A l’occasion de la procédure lancée par plusieurs consommateurs américains contre la société DoubleClick, il est bon de rappeler qu’il existe en matière de "profiling", c’est-à-dire d’analyse comportementale de l’internaute, des règles du jeu à respecter.

On ne saurait analyser le comportement d’un internaute et les données recueillies sur lui sans respecter les règles de droit destinées à protéger sa vie privée et son intimité.

S’agissant d’abord de la collecte de l’information, il convient de rappeler que ne peuvent être utilisées que des techniques qui permettent de récupérer de l’information sans que cette collecte ne soit considérée comme une intrusion dans le système informatique de l’internaute.

Aussi, toutes les techniques qui consisteraient à pénétrer le disque dur de l’internaute mais également le serveur des prestataires Internet (dans lesquels les données relatives aux internautes peuvent être récupérées) sont strictement interdites, sauf à contracter spécifiquement, pour ce faire, avec l’internaute.

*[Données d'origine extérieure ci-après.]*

PR #1245, opened 2020-05-10
Add an assertion checking the body of envelopes endpoint response

lgonczar:
### Change description ###

In functional/smoke tests, add an assertion checking the body of envelopes endpoint response. This will help see what's wrong with the response in case the status is different than expected.

Also, changed the name in SyntheticTest-Source header to be accurate.

```
[ ] Yes
[x] No
```

### DIFF
--- a/src/functionalTest/java/uk/gov/hmcts/reform/bulkscanprocessor/controllers/TestHelper.java
+++ b/src/functionalTest/java/uk/gov/hmcts/reform/bulkscanprocessor/controllers/TestHelper.java
@@ -41,6 +41,7 @@ import static org.assertj.core.api.Assertions.assertThat;
 
 public class TestHelper {
 
+    private static final String TEST_SOURCE_NAME = "Bulk Scan Processor tests";
     private static final Random RANDOM = new Random();
 
     public String s2sSignIn(String s2sName, String s2sSecret, String s2sUrl) {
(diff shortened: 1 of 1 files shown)


src/functionalTest/java/uk/gov/hmcts/reform/bulkscanprocessor/controllers/TestHelper.java
```diff
@@ -113,7 +115,7 @@ public String getSasToken(String containerName, String testUrl) throws Exception
             .relaxedHTTPSValidation()
             .baseUri(testUrl)
             .header(HttpHeaders.CONTENT_TYPE, MediaType.APPLICATION_JSON_VALUE)
-            .header(SyntheticHeaders.SYNTHETIC_TEST_SOURCE, "Bulk Scan Processor functional test")
+            .header(SyntheticHeaders.SYNTHETIC_TEST_SOURCE, TEST_SOURCE_NAME)
```
mdayican, line 118: can we add method name or sth defines the test so when it fails we can track it easily
like TEST_SOURCE_NAME + " s2sSignIn"

lgonczar: We'll find the value from this header in AppInsights requests, along with information about which endpoints were hit.

PR #1250, opened 2020-05-11
start saving ccd id and ccd action to db

mdayican:
### Change description ###

start saving ccd id and ccd action to db.
id is replaced with envelope_id. orchestrator has already sending envelope_id since friday.

**Does this PR introduce a breaking change?** (check one with "x")

```
[ ] Yes
[x] No
```

PR #1251, opened 2020-05-11
change type

mdayican:

https://tools.hmcts.net/jira/browse/BPS-1191

### Change description ###

changing  type of ccdID and will change the type in orchestrator.
and changing the json field mapping for now so when it receives long type "ccd_id" it can ignore.
and at the end this will merge with https://github.com/hmcts/bulk-scan-processor/pull/1250

```
[ ] Yes
[x] No
```

### DIFF
--- a/src/main/java/uk/gov/hmcts/reform/bulkscanprocessor/model/in/msg/ProcessedEnvelope.java
+++ b/src/main/java/uk/gov/hmcts/reform/bulkscanprocessor/model/in/msg/ProcessedEnvelope.java
@@ -12,14 +12,14 @@ public class ProcessedEnvelope {
 
     public final UUID envelopeId;
 
-    public final Long ccdId;
+    public final String ccdId;
 
     public final String envelopeCcdAction;
 
     public ProcessedEnvelope(
         @JsonProperty("id") UUID id,
         @JsonProperty("envelope_id") UUID envelopeId,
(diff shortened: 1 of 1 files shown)


src/main/java/uk/gov/hmcts/reform/bulkscanprocessor/model/in/msg/ProcessedEnvelope.java
```diff
@@ -12,14 +12,14 @@
...
-    public final Long ccdId;
+    public final String ccdId;
 
     public final String envelopeCcdAction;
 
     public ProcessedEnvelope(
         @JsonProperty("id") UUID id,
         @JsonProperty("envelope_id") UUID envelopeId,
-        @JsonProperty("ccd_id") Long ccdId,
+        @JsonProperty("xx_ccd_id") String ccdId,
```
rkondratowicz, line 22: is that prefix intentional?

mdayican: yes. as orchestrator sending this field it may cause conversion problem

mdayican: unknown field are ignored

PR #1255, opened 2020-05-11
Create basic end-to-end test verifying exception envelope processing

lgonczar:

https://tools.hmcts.net/jira/browse/BPS-1198
https://tools.hmcts.net/jira/browse/BPS-1194

### Change description ###

Create basic end-to-end test verifying exception envelope processing. This test will be extended later (exact scope to be decided). For now it's just serving as an example end-to-end test.

```
[ ] Yes
[x] No
```


src/functionalTest/java/uk/gov/hmcts/reform/bulkscanprocessor/controllers/BaseFunctionalTest.java
```diff
@@ -85,16 +87,32 @@ public void setUp() throws Exception {
...
+            inputContainer,
+            files,
+            metadataFile,
+            destZipFilename,
+            operationContext
+        );
+    }
+
+    protected EnvelopeResponse waitForEnvelopeToBeInStatus(String fileName, List<Status> awaitedStatuses) {
+        String s2sToken = testHelper.s2sSignIn(this.s2sName, this.s2sSecret, this.s2sUrl);
```
nitinprabhu, line 102: probably this should be done only once so we can reuse. Also another thing is intermittently we do get 503 from S2S so worth doing it once ? Not strictly for this PR may be

lgonczar: Good idea, but best to do it as a separate change. Currently, a test retrieve the token only once. To improve this, we'd need to introduce some sort of global cache.

PR #1271, opened 2020-05-18
Format envelopes query

rkondratowicz:
In preparation for upcoming change to this query.

Formatting, so that each column is in separate line.
(then it will also be easier to see what changed)

https://tools.hmcts.net/jira/browse/BPS-1240


rkondratowicz:
build passed, github not refreshed

PR #1278, opened 2020-05-19
Log loading zip to memory

rkondratowicz:
start, finish, file size


src/main/java/uk/gov/hmcts/reform/bulkscanprocessor/tasks/BlobProcessorTask.java
```diff
@@ -215,8 +216,14 @@ private void processZipFile(
     }
 
     private ZipInputStream loadIntoMemory(CloudBlockBlob cloudBlockBlob, String zipFilename) throws StorageException {
+        log.info("Loading {} into memory.", zipFilename);
```
lgonczar, line 219: How about `Loading file {} into memory.`? Easier to search.

lgonczar: Same with the other log

rkondratowicz: fixed

PR #1287, opened 2020-05-21
Return envelope's CCD id and action from `/envelopes` endpoint

rkondratowicz:
https://tools.hmcts.net/jira/browse/BPS-1240


src/main/java/uk/gov/hmcts/reform/bulkscanprocessor/model/out/EnvelopeResponse.java
```diff
@@ -79,7 +85,9 @@ public EnvelopeResponse(
         @JsonProperty("classification") String classification,
         @JsonProperty("scannable_items") List<ScannableItemResponse> scannableItems,
```
nitinprabhu, line 86: Although not part of this PR but I realised that `ScannableItemResponse` is leaking OCR data which we should not as sometimes OCR data may not be cleared if the processed notification is not received

PR #1295, opened 2020-05-26
Improve test resources navigation

rkondratowicz:
Remove constant and string concatenation so that it's possible to navigate to loaded resource file directly in IntelliJ


src/test/java/uk/gov/hmcts/reform/bulkscanprocessor/model/mapper/EnvelopeMapperTest.java
```diff
@@ -32,11 +32,10 @@
 import static uk.gov.hmcts.reform.bulkscanprocessor.model.common.DocumentType.OTHER;
 
 public class EnvelopeMapperTest {
-    private static final String METAFILE_BASE_PATH = "/metafiles/valid/";
 
     @Test
     public void should_map_zip_envelope_correctly() throws Exception {
-        InputEnvelope zipEnvelope = getEnvelopeFromMetafile(METAFILE_BASE_PATH + "with-scannable-items.json");
+        InputEnvelope zipEnvelope = getEnvelopeFromMetafile("/metafiles/valid/with-scannable-items.json");
```
rkondratowicz, line 38: you can now cmd+click on that string to open the json file.

PR #1307, opened 2020-05-28
Filter out failed envelopes in sql query

rkondratowicz:
instead of doing that in code.


src/test/java/uk/gov/hmcts/reform/bulkscanprocessor/tasks/UploadEnvelopeDocumentsTaskTest.java
```diff
@@ -84,28 +81,6 @@ void should_call_service_twice_when_2_different_containers_are_present_in_the_li
         verify(uploadService, times(2)).processByContainer(anyString(), anyList());
```
apereverzin, line 81: Better should be `times(envelopes .size())` instead of `times(2)`

rkondratowicz: It's not about number of envelopes, it's number of containers.

PR #1311, opened 2020-05-28
Remove obsolete reupload properties

rkondratowicz:
Flux changes will follow.

https://tools.hmcts.net/jira/browse/BPS-718

### DIFF
--- a/infrastructure/main.tf
+++ b/infrastructure/main.tf
@@ -82,10 +82,8 @@ module "bulk-scan" {
     S2S_NAME   = "${var.s2s_name}"
     S2S_SECRET = "${data.azurerm_key_vault_secret.s2s_secret.value}"
 
-    REUPLOAD_BATCH     = "${var.reupload_batch}"
-    REUPLOAD_DELAY     = "${var.reupload_delay}"
     REUPLOAD_MAX_TRIES = "${var.reupload_max_tries}"
-    REUPLOAD_ENABLED   = "${var.reupload_enabled}"
+
     SCAN_DELAY         = "${var.scan_delay}"
     SCAN_ENABLED       = "${var.scan_enabled}"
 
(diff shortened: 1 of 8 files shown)


infrastructure/main.tf
```diff
@@ -82,10 +82,8 @@ module "bulk-scan" {
     S2S_NAME   = "${var.s2s_name}"
     S2S_SECRET = "${data.azurerm_key_vault_secret.s2s_secret.value}"
 
-    REUPLOAD_BATCH     = "${var.reupload_batch}"
-    REUPLOAD_DELAY     = "${var.reupload_delay}"
     REUPLOAD_MAX_TRIES = "${var.reupload_max_tries}"
```
rkondratowicz, line 85: this one stays, I will rename it separately (to match the job name)

doncem: it is not used at all - can be removed without regret

src/main/resources/application.yaml
```diff
@@ -181,9 +181,6 @@ scheduling:
       enabled: ${DELETE_COMPLETE_FILES_ENABLED}
       cron: ${DELETE_COMPLETE_FILES_CRON}
     reupload:
-      batch: ${REUPLOAD_BATCH:20} # fetch 20 envelopes at once to process them. 0 for all
-      delay: ${REUPLOAD_DELAY:1800000} # In milliseconds, 30min
-      enabled: ${REUPLOAD_ENABLED:false}
       max_tries: ${REUPLOAD_MAX_TRIES:5}
```
doncem, line 184: i guess it will be merged to `upload` section as there is no `reupload` task anymore

rkondratowicz: yup, I guess my comment on `main.tf` should be here instead

PR #1313, opened 2020-05-28
Added indexes on envelopes

apereverzin:
https://tools.hmcts.net/jira/browse/BPS-1227

### Change description ###
Please, refer https://tools.hmcts.net/confluence/display/RBS/SQL+queries+for+envelopes+table for detailed description

```
[ ] Yes
[x] No
```


src/main/resources/db/migration/V057__Add_createdat_date_index_on_envelopes.sql
```diff
@@ -0,0 +1 @@
+CREATE INDEX envelopes_createdat_status_idx ON envelopes((createdat::DATE));
```
rkondratowicz, line 1: should `status` be in the index name?

apereverzin: Fixed

src/main/resources/db/migration/V057__Add_createdat_date_index_on_envelopes.sql
```diff
@@ -0,0 +1 @@
+CREATE INDEX envelopes_createdat_idx ON envelopes((createdat::DATE));
```
doncem, line 1: probably don't need extra pair of braces

apereverzin: there are 2 options: ON envelopes((createdat::DATE)) or ON envelopes(date(createdat))
I prefer the first one

doncem: ah. ok, makes sense

apereverzin:
Removed index on status, in my local tests it gives some not very significant performance improvement compared to using just index on jurisdiction AND status

doncem:
> Removed index on status, in my local tests it gives some not very significant performance improvement compared to using just index on jurisdiction AND status

perhaps we need to review queries we use and after reviewing them make a decision what's best for db to include certain indices

src/main/resources/db/migration/V054__Add_jurisdiction_status_index_on_envelopes.sql
```diff
@@ -0,0 +1 @@
+CREATE INDEX envelopes_jurisdiction_status_idx ON envelopes(jurisdiction, status);
```
rkondratowicz, line 1: which queries will use this index?

apereverzin: Please, refer https://tools.hmcts.net/confluence/display/RBS/SQL+queries+for+envelopes+table

apereverzin:
PR-1324 due to conflict in flyway script names

PR #1314, opened 2020-05-29
Rename max upload retries property

rkondratowicz:
https://tools.hmcts.net/jira/browse/BPS-718

### DIFF
--- a/src/main/resources/application.yaml
+++ b/src/main/resources/application.yaml
@@ -172,7 +172,7 @@ scheduling:
     upload-documents:
       delay: ${UPLOAD_TASK_DELAY} # In milliseconds
       enabled: ${UPLOAD_TASK_ENABLED}
-      max_tries: ${UPLOAD_MAX_TRIES}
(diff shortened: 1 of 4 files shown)


src/main/resources/application.yaml
```diff
@@ -172,6 +172,7 @@ scheduling:
     upload-documents:
       delay: ${UPLOAD_TASK_DELAY} # In milliseconds
       enabled: ${UPLOAD_TASK_ENABLED}
+      max_tries: ${UPLOAD_MAX_TRIES}
```
doncem, line 175: perhaps `max-retries` makes more sense does it not?

rkondratowicz: Well, it depends.
Currently this value is set to 5. I assume the intent was to try 5 times.
Not fail once and then retry 5 times, ie 6 attempts in total.

nitinprabhu: Not sure if max tries is the correct word ? may be max_upload_attempts?

PR #1376, opened 2020-06-23
Feature/add pact test for sample app ocr validation

rkondratowicz:
Just one contract (for happy path) in this PR.
Regarding authentication, I propose going with a hardcoded s2s token - sample app will stub s2s client when verifying the contract.
Read more about this here: https://docs.pact.io/provider/handling_auth

Changes related to publishing contract will be added in next PRs.

Jira ticket: https://tools.hmcts.net/jira/browse/BPS-1279


build.gradle
```diff
@@ -314,6 +327,12 @@ dependencies {
   smokeTestImplementation sourceSets.test.runtimeClasspath
   smokeTestImplementation group: 'io.rest-assured', name: 'rest-assured'
   functionalTestImplementation group: 'com.typesafe', name: 'config', version: '1.4.0'
+
+  contractTestImplementation sourceSets.main.runtimeClasspath
+  contractTestImplementation sourceSets.test.runtimeClasspath
+  contractTestImplementation group: 'io.rest-assured', name: 'rest-assured'
+  contractTestImplementation group: 'au.com.dius', name: 'pact-jvm-consumer-java8', version: '4.0.10'
```
doncem, line 334: is this needed?

build.gradle
```diff
@@ -56,6 +64,11 @@ test {
   failFast = true
 }
 
+task contract(type: Test, description: 'Runs the functional tests.', group: 'Verification') {
```
mdayican, line 67: description is wrong?

build.gradle
rkondratowicz: fixed

build.gradle
rkondratowicz: oops, fixed

PR #1377, opened 2020-06-23
Rejection exception and tidy up Exceptions

mdayican:
### Change description ###

add new parent exception which has detailmessage.
errormaping removed it is in RejectionException

```
[ ] Yes
[x] No
```


src/main/java/uk/gov/hmcts/reform/bulkscanprocessor/exceptions/RejectionException.java
```diff
@@ -0,0 +1,36 @@
+package uk.gov.hmcts.reform.bulkscanprocessor.exceptions;
+
+import uk.gov.hmcts.reform.bulkscanprocessor.model.out.msg.ErrorCode;
+
+public abstract class RejectionException extends RuntimeException {
```
lgonczar, line 5: This is a suggestion only. I probably proposed this name, but I'm not sure it's descriptive enough. Maybe `EnvelopeRejectionException`?

src/main/java/uk/gov/hmcts/reform/bulkscanprocessor/exceptions/RejectionException.java
```diff
@@ -0,0 +1,36 @@
...
+
+    // might contain sensitive data
+    private final String detailMessage;
+    private final ErrorCode errorCode;
+
+    public RejectionException(ErrorCode errorCode, String message) {
+        super(message);
+        this.detailMessage = message;
+        this.errorCode = errorCode;
+    }
```
lgonczar, line 15: This one might be a bit risky, because developers might not see the distinction between `message` and `detailMessage`. Maybe we could drop this constructor?

src/main/java/uk/gov/hmcts/reform/bulkscanprocessor/exceptions/RejectionException.java
```diff
@@ -0,0 +1,36 @@
+package uk.gov.hmcts.reform.bulkscanprocessor.exceptions;
+
+import uk.gov.hmcts.reform.bulkscanprocessor.model.out.msg.ErrorCode;
+
+public abstract class RejectionException extends RuntimeException {
+
+    // might contain sensitive data
+    private final String detailMessage;
```
lgonczar, line 8: How about `detailedMessage` or `errorDescription`?

src/main/java/uk/gov/hmcts/reform/bulkscanprocessor/exceptions/RejectionException.java
lgonczar, line 5: Nice change moving error code to the exceptions.

src/main/java/uk/gov/hmcts/reform/bulkscanprocessor/exceptions/RejectionException.java
mdayican: if we drop we need to change all the other subclasses. for now we can keep like this and add comment.

lgonczar: ok

src/main/java/uk/gov/hmcts/reform/bulkscanprocessor/exceptions/EnvelopeRejectionException.java
```diff
@@ -0,0 +1,37 @@
...
+
+public abstract class EnvelopeRejectionException extends RuntimeException {
+
+    // might contain sensitive data
+    private final String errorDescription;
+    private final ErrorCode errorCode;
+
+    public EnvelopeRejectionException(ErrorCode errorCode, String message) {
+        super(message);
+        this.errorDescription = message;
```
nitinprabhu, line 13: we can add comment here as below  :) `//use message as error description`

PR #1385, opened 2020-06-26
Publish error notification message with container and zip file name

aliveni:
https://tools.hmcts.net/jira/browse/BPS-1293

### Change description ###
In Bulk scan processor, publish error notification message to queue with container name and zip file name as message id

```
[ ] Yes
[x] No
```


src/main/java/uk/gov/hmcts/reform/bulkscanprocessor/services/ErrorNotificationSender.java
```diff
@@ -60,7 +61,7 @@ private void sendErrorMessageToQueue(
```
apereverzin, line 61: Should be:
String messageId = StringUtils.joinWith("_", containerName, zipFilename);
This messageId is used in log.info(...)

aliveni: Fixed it

aliveni:
> Just a question in router we are sending envelope id as message id and processor is already sending envelope id which is unique anyways so do we need this change ?

As discussed, zip file can be rejected before creating the envelope.

PR #1392, opened 2020-06-30
Event creation

apereverzin:

### Change description ###
Moved event creation from FileErrorHandler to FileContentProcessor. This makes code cleaner and allows to better understand the workflow.

```
[ ] Yes
[x] No
```

### DIFF
--- a/src/test/java/uk/gov/hmcts/reform/bulkscanprocessor/services/FileContentProcessorTest.java
+++ b/src/test/java/uk/gov/hmcts/reform/bulkscanprocessor/services/FileContentProcessorTest.java
@@ -35,11 +35,12 @@ class FileContentProcessorTest {
     private static final String FILE_NAME = "file1.zip";
     private static final String CONTAINER_NAME = "container";
     private static final String LEASE_ID = "leaseID";
-    private static final String DCN = "dcn";
     private static final String POBOX = "pobox";
     private static final String BULKSCAN = "bulkscan";
     private static final String CASE_NUMBER = "case_number";
     private static final String CASE_REFERENCE = "case_reference";
+    private static final Long EVENT_ID = 1L;
+    public static final String MSG = "msg";
 
     @Mock
     private EnvelopeProcessor envelopeProcessor;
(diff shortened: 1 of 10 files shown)


lgonczar:
I'd like to propose an alternative solution: renaming `FileErrorHandler` to `FileRejector`/`FileRejectionService`/`EnvelopeReje...` - this would make it clear what it does. Creating an event would then be a natural part of rejection and doesn't need to be extracted.

apereverzin:
@lgonczar The point of this PR is to make clear where failure event is created.Before it was created in FileContentProcessor and in FileErrorHandler, now only in FileContentHandler, this makes code more clear. I agree with renaming to FileRejector, and also suggest to rename _handleInvalidFileError_ method to _handleInvalidFile_.

apereverzin:
@lgonczar The point of this PR is to make clear where failure event is created.Before it was created in FileContentProcessor and in FileErrorHandler, now only in FileContentHandler, this makes code more clear. I agree with renaming to FileRejector, and also suggest to rename _handleInvalidFileError_ method to _handleInvalidFile_.

lgonczar:
> @lgonczar The point of this PR is to make clear where failure event is created.Before it was created in FileContentProcessor and in FileErrorHandler, now only in FileContentHandler, this makes code more clear. I agree with renaming to FileRejector, and also suggest to rename _handleInvalidFileError_ method to _handleInvalidFile_.

Fair enough

src/test/java/uk/gov/hmcts/reform/bulkscanprocessor/services/FileContentProcessorTest.java
```diff
@@ -35,11 +35,12 @@
     private static final String FILE_NAME = "file1.zip";
     private static final String CONTAINER_NAME = "container";
     private static final String LEASE_ID = "leaseID";
-    private static final String DCN = "dcn";
     private static final String POBOX = "pobox";
     private static final String BULKSCAN = "bulkscan";
     private static final String CASE_NUMBER = "case_number";
     private static final String CASE_REFERENCE = "case_reference";
+    private static final Long EVENT_ID = 1L;
+    public static final String MSG = "msg";
```
lgonczar, line 43: Can we keep this change outside this PR? I don't agree with creating static variables without any particular meaning rather than being used multiple times as any value. We can move that discussion into another PR, not to block this one.

PR #1396, opened 2020-06-30
Existing envelope

apereverzin:

### Change description ###
Code improvement - made result of checking envelope existence Optional rather than using null and some brushing up.

Also noticed that envelope existence runs 2 times - before acquiring lease and after acquiring lease. I assume this is justified but whoever will be reviewing this PR please confirm this workflow is correct.

```
[ ] Yes
[x] No
```

### DIFF
--- a/src/test/java/uk/gov/hmcts/reform/bulkscanprocessor/tasks/BlobProcessorTaskTest.java
+++ b/src/test/java/uk/gov/hmcts/reform/bulkscanprocessor/tasks/BlobProcessorTaskTest.java
@@ -69,8 +69,8 @@ class BlobProcessorTaskTest {
         given(blob.getUri()).willReturn(URI.create("file.zip"));
         given(container.getBlockBlobReference("file.zip")).willReturn(cloudBlockBlob);
         given(container.getName()).willReturn("cont");
-        given(envelopeProcessor.getEnvelopeIdByFileAndContainer("cont", "file.zip"))
-            .willReturn(Optional.empty());
+        given(envelopeProcessor.getEnvelopeByFileAndContainer("cont", "file.zip"))
+            .willReturn(null);
         given(cloudBlockBlob.exists()).willReturn(true);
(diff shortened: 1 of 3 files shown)


rkondratowicz:
I don't see this change as an improvement.
There's more code now and then new method `tryLeaseAndProcessZipFile` that wraps `leaseAndProcessZipFile` adds confusion imho.

apereverzin:
Using Optional instead of checking for null and introducing a method instead of _else - if - else_ - this makes logic cleaner imho.

Please, also reply to my question in the description

src/test/java/uk/gov/hmcts/reform/bulkscanprocessor/tasks/BlobProcessorTaskTest.java
```diff
@@ -69,8 +69,8 @@ void processBlobs_should_not_call_envelopeProcessor_if_failed_to_load_file() thr
         given(blob.getUri()).willReturn(URI.create("file.zip"));
         given(container.getBlockBlobReference("file.zip")).willReturn(cloudBlockBlob);
         given(container.getName()).willReturn("cont");
-        given(envelopeProcessor.getEnvelopeByFileAndContainer("cont", "file.zip"))
-            .willReturn(null);
+        given(envelopeProcessor.getEnvelopeIdByFileAndContainer("cont", "file.zip"))
+            .willReturn(Optional.empty());
```
doncem, line 73: do we need a test with non empty optional too?

apereverzin: Not right now. BlobProcessorTaskTest always contained this only method effectively making BlobProcessorTask not unit tested (all code coverage was provided only by integration tests). After refactoring BlobProcessorTask will become unit testable and more methods will be added to BlobProcessorTaskTest.

apereverzin:
Not necessary

PR #1401, opened 2020-07-07
File names extractor

apereverzin:

### Change description ###
Keep refactoring BlobProcessorTask - introduced FileNamesExtractor component.

```
[ ] Yes
[x] No
```


src/integrationTest/java/uk/gov/hmcts/reform/bulkscanprocessor/tasks/ProcessorTestSuite.java
```diff
@@ -124,6 +126,8 @@ public void setUp() throws Exception {
 
         blobManager = new BlobManager(cloudBlobClient, blobManagementProperties);
 
+        fileNamesExtractor = new FileNamesExtractor();
```
rkondratowicz, line 129: can it not be autowired?

src/main/java/uk/gov/hmcts/reform/bulkscanprocessor/tasks/BlobProcessorTask.java
```diff
@@ -49,16 +46,19 @@
...
+    private final FileNamesExtractor fileNamesExtractor;
+
     private final EnvelopeProcessor envelopeProcessor;
 
     private final FileContentProcessor fileContentProcessor;
 
     public BlobProcessorTask(
         BlobManager blobManager,
-        EnvelopeProcessor envelopeProcessor,
+        FileNamesExtractor fileNamesExtractor, EnvelopeProcessor envelopeProcessor,
```
rkondratowicz, line 57: formatting

src/test/java/uk/gov/hmcts/reform/bulkscanprocessor/services/FileNamesExtractorTest.java
```diff
@@ -0,0 +1,91 @@
...
+    }
+
+    @Test
+    void should_shuffle_multiple_file_names() {
+        // given
+        ListBlobItem blob0 = mock(ListBlobItem.class);
+        ListBlobItem blob1 = mock(ListBlobItem.class);
+        ListBlobItem blob2 = mock(ListBlobItem.class);
+        ListBlobItem blob3 = mock(ListBlobItem.class);
+        ListBlobItem blob4 = mock(ListBlobItem.class);
```
rkondratowicz, line 69: can we use `var`?

src/integrationTest/java/uk/gov/hmcts/reform/bulkscanprocessor/tasks/ProcessorTestSuite.java
apereverzin: FileNamesExtractor depends on _scheduling.task.scan.enabled_ property (along with BlobProcessorTask) which is false in integration tests.

src/main/java/uk/gov/hmcts/reform/bulkscanprocessor/services/FileNamesExtractor.java
```diff
@@ -0,0 +1,38 @@
...
+                if (Strings.isNullOrEmpty(fileName)) {
+                    log.error("Cannot extract filename from list blob item. URI: {}", b.getUri());
+                } else {
+                    zipFilenames.add(fileName);
+                }
+            });
+        Collections.shuffle(zipFilenames);
+        return zipFilenames;
+    }
+}
```
doncem, line 38: looks like a utility class. just shuffling some list elements around. can avoid autowiring and can be unit tested as well

doncem: plus it's not strictly bound to scan task - if needed, perhaps can be applied to any list blob

src/main/java/uk/gov/hmcts/reform/bulkscanprocessor/services/FileNamesExtractor.java
```diff
@@ -0,0 +1,42 @@
...
+import org.slf4j.LoggerFactory;
+import org.springframework.boot.autoconfigure.condition.ConditionalOnProperty;
+import org.springframework.stereotype.Component;
+
+import java.util.ArrayList;
+import java.util.Collections;
+import java.util.List;
+
+@Component
+@ConditionalOnProperty(value = "scheduling.task.scan.enabled", matchIfMissing = true)
```
doncem, line 16: utility classes don't need spring aop annotations ;)

src/main/java/uk/gov/hmcts/reform/bulkscanprocessor/services/FileNamesExtractor.java
```diff
@@ -0,0 +1,42 @@
...
+public class FileNamesExtractor {
```
doncem, line 17: utility classes are final

src/main/java/uk/gov/hmcts/reform/bulkscanprocessor/services/FileNamesExtractor.java
```diff
@@ -0,0 +1,42 @@
...
+    private static final Logger log = LoggerFactory.getLogger(FileNamesExtractor.class);
+
+    private FileNamesExtractor() {
+        // Utility class
+    }
+
+    public static List<String> getZipFileNamesFromContainer(CloudBlobContainer container) {
```
doncem, line 24: since it's a utility, perhaps something like `shuffleContainerBlobs` will suit? mind it's a list of strings which signifies file names so something along those words would be ideal :upside_down_face:

src/main/java/uk/gov/hmcts/reform/bulkscanprocessor/tasks/BlobProcessorTask.java
```diff
@@ -76,29 +73,19 @@ public void processBlobs() {
...
         for (String zipFilename : zipFilenames) {
             tryProcessZipFile(container, zipFilename);
         }
 
         log.info("Finished processing blobs for container {}", container.getName());
     }
 
+    List<String> getFileNames(CloudBlobContainer container) {
+        return getZipFileNamesFromContainer(container);
+    }
```
doncem, line 87: why? it can be unit tested on it's own no need for nested method

apereverzin: In BlogProcessorTaskTest it has to be mocked. Tried to use PowerMock and JMockit for mocking static call, both have some issues when being used with JUnit5

doncem: but why mock? can just use same thing as in utility unit test:

```java
given(container.listBlobs()).willReturn(singletonList(blob));
given(blob.getUri()).willReturn(URI.create("file.zip"));
```

apereverzin: Ok.

src/test/java/uk/gov/hmcts/reform/bulkscanprocessor/services/FileNamesExtractorTest.java
```diff
@@ -0,0 +1,82 @@
...
+        assertThat(zipFileNames).hasSize(blobs.size());
+        var isShuffled = false;
+        // ensure resulting file names are not in the same order as file names of original blobs
+        for (var i = 0; i < blobs.size(); i++) {
+            if (!zipFileNames.get(i).equals("file" + i + ".zip")) {
+                isShuffled = true;
+                break;
+            }
+        }
+        assertThat(isShuffled).isTrue();
```
nitinprabhu, line 80: can we not use `containsExactlyInAnyOrder` ?

apereverzin: No. Shuffling file names is essential part of the logic and the result is unpredictable.

doncem: i think the key point here is `InAnyOrder` :wink:

nitinprabhu: I am not sure if I understand that. 
input list -> zip1, zip2 ,zip3
after shuffling -> zip3, zip1, zip2 
so why we can't use `containsExactlyInAnyOrder`

apereverzin: Because zip1, zip2, zip3 will also pass but in reality it is not shuffled but it must be.

apereverzin: `InAnyOrder` includes also `inTheSameOrder`, but we need `InDifferentOrder`.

Il existe sur ce point des contrats dits de panelisation qui permettent, au même titre que cela existe en matière audiovisuelle, d’obtenir l’accord d’un internaute pour que puisse être récupérée et analysée toute information sur son disque dur (s’agissant de ses escapades internautes bien entendu) et permettant là de procéder une analyse approfondie de son comportement.

Plus généralement, l’analyse comportementale est réalisée lorsque l’internaute passe sur un site et qu’à l’occasion de ce passage des informations sont collectées sur lui.

Ces informations lui sont soit demandées sous la forme d’un questionnaire auquel il peut décider de ne pas répondre, soit, et c’est la technique la plus utilisée, ces informations sont obtenues par l’utilisation de techniques moins décelables de type "cookies".

Là encore, il convient de rappeler que le droit pour l’internaute d’être informé est un principe fondamental. Il en est ainsi par la simple application de la loi du 6 janvier 1978 dite "Informatique et libertés".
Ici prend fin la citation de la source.